For adhesive bandages on small cuts, the process is simpler: peel, center the pad over the wound, and press the adhesive edges firmly onto clean, dry skin. If the area is hairy, consider trimming (not shaving) the hair around the wound so the adhesive sticks properly.
When to Change the Dressing
How often you change a dressing depends on the type you’re using and how much the wound is draining. Plain gauze without a border can be changed up to three times a day if the wound is draining heavily. Gauze with an adhesive border typically gets changed once a day. Foam dressings can stay on for two to three days, and hydrocolloid dressings also last about two to three days before they need replacing. Transparent films can stay in place for two to three days as well.
Regardless of the schedule, change the dressing immediately if it becomes soaked through, visibly dirty, or starts peeling off. Every time you change it, gently clean the wound again, reapply petroleum jelly, and put on a fresh dressing. This is also your chance to check how the wound is healing.
Signs of Infection to Watch For
Some redness and mild swelling around a fresh wound is normal. What you’re watching for is change, particularly worsening symptoms a few days into healing. The key warning signs of infection are spreading redness that extends outward from the wound edges, increasing warmth around the area, swelling that gets worse instead of better, new or intensifying pain, and increased fluid leaking from the wound (especially if it turns cloudy, green, or foul-smelling). A low-grade fever can accompany a wound infection as well. If you notice any of these changes, the wound needs medical evaluation.

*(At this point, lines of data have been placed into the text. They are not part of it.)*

PR #34, opened 2015-09-26
Add front page banner display from YAML

matthew-mcallister:
Pretty straightforward, there is already a file in ~staff.

Also, there might be something better to do with the upcoming hours sidebar.


ocfweb/component/banner.py
```diff
@@ -0,0 +1,23 @@
...
+    'visible',
+    'force_lab_closed',
+    'html',
+])):
+    pass
+
+
+def get_banner_message():
+    """Get the front page banner message from the default location."""
+    with urlopen('file:///home/s/st/staff/banner.yaml') as f:
```
chriskuehl: it'd be nice if those could work without NFS, or at least not fail loudly. Often people are running these on staff VMs which won't have this file. Usually we symlink the file into `~staff/public_html` and write code like:

```python
def get_vhost_db():
    """Returns lines from the vhost database. Loaded from the filesystem (if
    available), or from the web if not."""
    try:
        with open('/home/s/st/staff/vhost/vhost.conf') as f:
            return list(map(str.strip, f))
    except IOError:
        # fall back to database loaded from web
        return requests.get(constants.VHOST_DB_URL).text.split('\n')
```

Just make sure to chown the symlink (you'll have to use `-h` to not dereference it) to `staff:staff`.

ocfweb/component/banner.py
```diff
@@ -0,0 +1,23 @@
...
+        tree = yaml.load(f)
```
chriskuehl: `yaml.safe_load` please

pyyaml is idiotic. `yaml.load` is stupidly dangerous and will execute Python code embedded in the YAML (it should be called `dangerous_load` instead). You almost always want `safe_load` instead.

ocfweb/component/banner.py
```diff
@@ -0,0 +1,23 @@
...
+
+import yaml
+
+
+class BannerMessage(namedtuple('BannerMessage', [
+    'visible',
+    'force_lab_closed',
+    'html',
+])):
+    pass
```
chriskuehl: This is fine, but you can also just write

```python
BannerMessage = namedtuple('BannerMessage', ['visible', 'force_lab_closed', 'html'])
```

up to you

ocfweb/context_processors.py
```diff
@@ -3,13 +3,18 @@
...
     now = datetime.now()
     today = date.today()
     hours = DayHours.from_date(today)
 
+    banner = get_banner_message()
+
     return {
         'lab_is_open': hours.is_open(now),
         'current_lab_hours': hours,
+        'force_lab_closed': banner.visible and banner.force_lab_closed,
```
chriskuehl: I think we shouldn't tie `force_lab_closed` and the banner message together.

For example we might want to show a banner "Printing is down" without closing the entire lab. They can probably just be independent.

ocfweb/main/templates/home.html
```diff
@@ -26,6 +26,9 @@
 {% block content %}
 <div class="row">
     <div class="col-sm-8 ocf-content-block">
+        {% if banner.visible %}
+            {{banner.html | safe}}
+        {% endif %}
```
chriskuehl: looks great

ocfweb/templatetags/banner.py
```diff
@@ -0,0 +1,10 @@
+from django import template
+
+register = template.Library()
+
+
+@register.filter
+def lab_hours_day_and_holiday(hours):
+    if hours.holiday:
+        return '{hours.weekday} ({hours.holiday})'.format(hours=hours)
+    return hours.weekday
```
chriskuehl: was this file added by accident?

chriskuehl:
overall looks great, thanks!

ocfweb/context_processors.py
matthew-mcallister: Well you can still do that, but you're right they could be independent. I
was thinking about returning everything to normal just by changing
`visible` to false. If they were independent, where would we specify to
force close the lab?

ocfweb/templatetags/banner.py
matthew-mcallister: Eh, why did I even create that file?

ocfweb/context_processors.py
chriskuehl: I think all we'd need is
`force_lab_closed: true/false`

You can just set it to false when the lab shouldn't be forced closed.

You're right, you can have the banner but not close the lab. But I don't think you can close the lab without a banner? (Not that we probably need to, but I think it makes sense to be able to)

matthew-mcallister: OK, but they're still logically tied by being in the same file, which is
fine. You also have to update both fields when restoring to normal, which
is also fine. Maybe this will evolve into a more general thing.

ocfweb/component/banner.py
```diff
@@ -0,0 +1,23 @@
...
+
+
+def get_banner_message():
+    """Get the front page banner message from the default location."""
+    with urlopen('file:///home/s/st/staff/banner.yaml') as f:
+        tree = yaml.load(f)
+    return BannerMessage(
+        visible=tree['visible'],
+        force_lab_closed=tree['force_lab_closed'],
+        html=tree['html'],
```
nattofriends: Consider:
```
BannerMessage = namedtuple('BannerMessage', ['html', 'force_lab_closed'])

[...]

return BannerMessage(
    force_lab_closed=tree['force_lab_closed'],
    html=tree['html'] if tree['visible'] else '',
)
```

then obviating your `banner.visible` check.

chriskuehl: I think eventually we might like to put some kind of wrapper (alert message styling) around the html so checking if it's visible might be useful.

```html
{% if banner.visible %}
   <div class="alert">{{banner.html | safe }}</div>
{% endif %}
```

As-is is fine, otherwise maybe use `None` instead of empty string?

chriskuehl: (I know empty string is falsey, but that seems yucky)

nattofriends: I chose `''` on purpose because I'm not 100% sure what `safe` does to `None`, pretty sure it will do nothing to `''`.

chriskuehl: either is fine with me

nattofriends: Not too opinionated either, if you wish to keep `.visible` then do it (however... it can also be approximated by checking truthiness of `.html`...!)

matthew-mcallister: Getting rid of `visible` sounds fine. When taking down a banner can just comment it out or use a dummy key name so we don't have to retype the HTML tags next time.

chriskuehl: I think @nattofriends is suggesting leaving it in the YAML but removing it from the namedtuple since it can be derived by checking the truthiness of html. (Assuming you change the code like he suggested.) I do think we should probably leave it in the YAML.

matthew-mcallister:
Oh, sure, I lost track of what the original suggestion was somewhere in the long line of comments.

ocfweb/component/banner.py
matthew-mcallister: Oh, sure, I lost track of what the original suggestion was somewhere in the long line of comments.

nattofriends: I was suggesting removing it everywhere but I'm ok with keeping it in the yaml

matthew-mcallister:
I see adding a commit gets in the way of the conversation in the pull request.

chriskuehl:
GitHub is fucking terrible for reviewing code unfortunately. Can't even see diffs between revisions if the author rebases :\

matthew-mcallister:
At least it keeps the old diffs and you can still comment on the new one.

chriskuehl:
@matthew-mcallister only if you don't rebase, otherwise you lose the old diff :p

ocfweb/main/staff_hours.py
```diff
@@ -9,6 +13,8 @@ def staff_hours(request):
         {
             'title': 'Staff Hours',
             'staff_hours': get_staff_hours(),
+            'today': time.strftime('%A'),
```
chriskuehl: nit: maybe call this `weekday` for consistency?

matthew-mcallister: Will it be obvious what `staff_hour.day == weekday` means then?

ocfweb/main/templates/staff-hours.html
```diff
@@ -9,11 +9,11 @@
         <p>OCF staff members hold regular drop-in staff hours to provide assistance with account issues or with OCF services. We're always happy to help troubleshoot account or service issues!</p>
         <p>Keep in mind the OCF volunteers sometimes have last-minute conflicts, so it's a good idea to check this page before coming in for cancellations.</p>
         {% for staff_hour in staff_hours %}
-            <div class="hour {% if staff_hour.cancelled %} cancelled {% endif %}">
+            <div class="hour {% if staff_hour.cancelled or staff_hour.day == today and lab_status.force_lab_closed %} cancelled {% endif %}">
```
chriskuehl: nit: parens around `or staff_hour.day == today and lab_status.force_lab_closed`? order of operations is hard

ocfweb/main/templates/staff-hours.html
```diff
@@ -9,11 +9,11 @@
...
                 <div class="title">
                     <strong>{{staff_hour.day}}</strong>
                     {{staff_hour.time}}
-                    {% if staff_hour.cancelled %}
+                    {% if staff_hour.cancelled or staff_hour.day == today and lab_status.force_lab_closed %}
```
chriskuehl: nit: parens around `or staff_hour.day == today and lab_status.force_lab_closed`? order of operations is hard

ocfweb/main/templates/staff-hours.html
matthew-mcallister: That's a syntax error apparently.

ocfweb/main/staff_hours.py
chriskuehl: oh, this is for staff_hours, not lab_hours.

(lab_hours I recently renamed it to `weekday` which is why I was thinking it'd be consistent)

Seems fine as-is in that case.

ocfweb/main/templates/staff-hours.html
chriskuehl: ugh django, why? :\

matthew-mcallister:
Should we squash the commits?

chriskuehl:
your call, either is fine I think. The commits stand on their own.

ocfweb/component/lab_status.py
```diff
@@ -0,0 +1,25 @@
...
+
+
+def get_lab_status():
+    """Get the front page banner message from the default location."""
+    try:
+        with open('/home/s/st/staff/lab_status.yaml') as f:
+            tree = yaml.safe_load(f)
+    except IOError:
+        return requests.get(
+            'https://www.ocf.berkeley.edu/~staff/lab_status.yaml').text
```
chriskuehl: oh, this is probably the issue. you're just returning the text here, you probably want to replace this with `yaml.safe_load`ing the text.

sorry, didn't read the code properly the first time

you can probably replicate the test failure if you temporarily change the path on line 17 to something that doesn't exist

matthew-mcallister: You know, the website might actually go down if either `staff_hours` or `lab_status` are unavailable.

matthew-mcallister: Hypothesis tested, it will.

nattofriends: This sounds inadvisable

Issue #30, opened 2015-09-19
Figure out how to deploy in prod


chriskuehl:
My thoughts for deploying right now:

* Package as a Debian package (dh-virtualenv), similar to atool or create; install on death
* Run under gunicorn, supervise with systemd (just like atool)
* Proxy to gunicorn from Apache if the request doesn't match a userdir pattern.

Yet unanswered questions:

* **How do we serve static assets?** Currently we deploy them to https://www.ocf.berkeley.edu/~ocfweb/static/ but it's not a great solution.

    Right now I'm thinking package them and deploy them to some directory Apache serves at `static.ocf.berkeley.edu` or similar.

* **How do we gracefully fall back to the old content?** We can set up Apache to proxy if it doesn't match a userdir pattern, but this means old pages like `/OCF/whatever` will be going to ocfweb, and it needs some way to handle them if it doesn't know about the page.

    There aren't that many pages on our current site, maybe we can just hard-code them in the Apache config as we remove them one-by-one (so we never actually proxy to ocfweb for them). Here's a list of current pages: https://gist.github.com/chriskuehl/8be24760c01e76574dfd (some are not actual pages)

chriskuehl:
Unfortunately actually deploying on death is blocked by the jessie upgrade. We might consider hosting it on a separate server for the time being.

kpengboy:
If you're going to set up another server, it's your chance to use coma, for
Sleep is the brother of Death

chriskuehl:
This work is done.

Most of the packaging work took place in https://github.com/ocf/ocfweb/pull/37
Most of the deployment work took place in https://github.com/ocf/puppet/commit/90a791e42af9d17d9d3333ef225876130d49b0c4

https://dev.ocf.berkeley.edu/ is now served exactly as we intend it to be served when we launch (fallback to old website, userdirs, etc. should all be working).

chriskuehl:
This will get a lot simpler once we upgrade death to jessie (e.g. we can drop nginx entirely, and just serve static assets via Apache on death).

PR #37, opened 2015-09-29
Add initial Debian packaging

chriskuehl:
This gets us a lot closer to #30.

.The idea is to build a Debian package and serve it with gunicorn supervised by systemd (almost the same way we do atool), and stick the static files at `/usr/share/ocfweb/static` (which Apache will be configured to serve -- but not part of the packaging, would rather do it with Puppet).

Unfortunately this won't build on wheezy (well, maybe it will, but we don't have a wheezy Jenkins slave, so we can't yet install this on death -- will probably bring up a new server instead).

@daradib


chriskuehl:
merging this since it's blocking me and shouldn't break anything. still welcome to suggestions, though.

Wounds That Need Professional Care
Not every wound can be handled at home. Wounds deeper than about 6 millimeters (a quarter inch), longer than about 19 millimeters (three-quarters of an inch), or with jagged, gaping edges that won’t stay together on their own are likely to need stitches or medical adhesive. Shallow wounds under those thresholds can usually heal fine with proper home care.

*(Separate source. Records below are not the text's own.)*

PR #50, opened 2015-10-02
Fix staff hours head spacing

matthew-mcallister:
We were double padding since Bootstrap pads list items by default.

https://github.com/twbs/bootstrap-sass/blob/master/assets/stylesheets/bootstrap/_type.scss#L179

```css
// Inline turns list items into inline-block
.list-inline {
  @include list-unstyled;
  margin-left: -5px;

  > li {
    display: inline-block;
    padding-left: 5px;
    padding-right: 5px;
  }
}
```
screenshot - 10022015 - 02 03 09 pm

### DIFF
--- a/ocfweb/main/templates/home.html
+++ b/ocfweb/main/templates/home.html
@@ -95,11 +95,13 @@
                             <span class="cancelled-text">cancelled this week</span>
                         {% endif %}
                     </p>
-                    <ul class="ocf-staffhours-faces">
+                    <div class="ocf-staffhours-faces">
+                      <!--
                         {% for staffer in staff_hour.staff %}
-                            <li><img alt="{{staffer.user_name}}" src="{{staffer|gravatar:77}}" /></li>
+                            --><img alt="{{staffer.user_name}}" src="{{staffer|gravatar:77}}" /><!--
                         {% endfor %}
-                    </ul>
+                      -->
+                    </div>
                 </div>
             {% endfor %}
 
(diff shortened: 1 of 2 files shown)


chriskuehl:
LGTM, but how does it look if there are multiple rows?

e.g.

matthew-mcallister:
Good question. It looks as you'd expect.

We could add top/bottom padding; should we squeeze all dimensions on mobile?

screenshot - 10022015 - 02 07 59 pm

chriskuehl:
maybe just add top/bottom padding for now since that's easy, and we can rethink the mobile aspect in #3?

chriskuehl:
If you can come up with a good solution for mobile now feel free, but imo not a blocker.

matthew-mcallister:
This creates uniform spacing on the horizontal and vertical, and removes the spacing on small displays. I probably hate CSS now though.

screenshot - 10022015 - 04 50 39 pm

ocfweb/main/templates/home.html
```diff
@@ -95,11 +95,13 @@
...
                     </p>
-                    <ul class="ocf-staffhours-faces">
+                    <div class="ocf-staffhours-faces">
+                      <!--
                         {% for staffer in staff_hour.staff %}
-                            <li><img alt="{{staffer.user_name}}" src="{{staffer|gravatar:77}}" /></li>
+                            --><img alt="{{staffer.user_name}}" src="{{staffer|gravatar:77}}" /><!--
                         {% endfor %}
-                    </ul>
+                      -->
```
matthew-mcallister: Apparently, this is considered a legitimate way to remove the space between images while preserving.

chriskuehl:
looks a little hacky but css sucks
we can always revise later

matthew-mcallister:
If it turns out to be less-than-ideal, we can just leave the spaces and lower the horizontal width or something.

PR #51, opened 2015-10-04
Migrate web badges page

matthew-mcallister:
Copy and paste job.


chriskuehl:
Can you add a redirect from the old path to the new one?

chriskuehl:
ship it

Puncture wounds, animal bites, wounds contaminated with soil or rust, and any cut that exposes fat, muscle, or bone should be seen by a professional. The same goes for wounds that won’t stop bleeding or any injury to the face where scarring is a concern.

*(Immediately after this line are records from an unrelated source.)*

PR #54, opened 2015-10-05
markdown: add simple code highlighting

chriskuehl:
The styles/colors are not too great, but we can make them better later.

Before:

After:

### DIFF
--- a/ocfweb/component/markdown.py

Tetanus is also worth considering. If you’ve had your full tetanus vaccine series and your last booster was less than five years ago, you’re covered for any wound type. For clean, minor wounds, a booster is recommended if your last shot was 10 or more years ago. For dirty or deep wounds, that window tightens to five years. If you’re unsure of your vaccination history or never completed the primary series, any wound warrants a tetanus shot.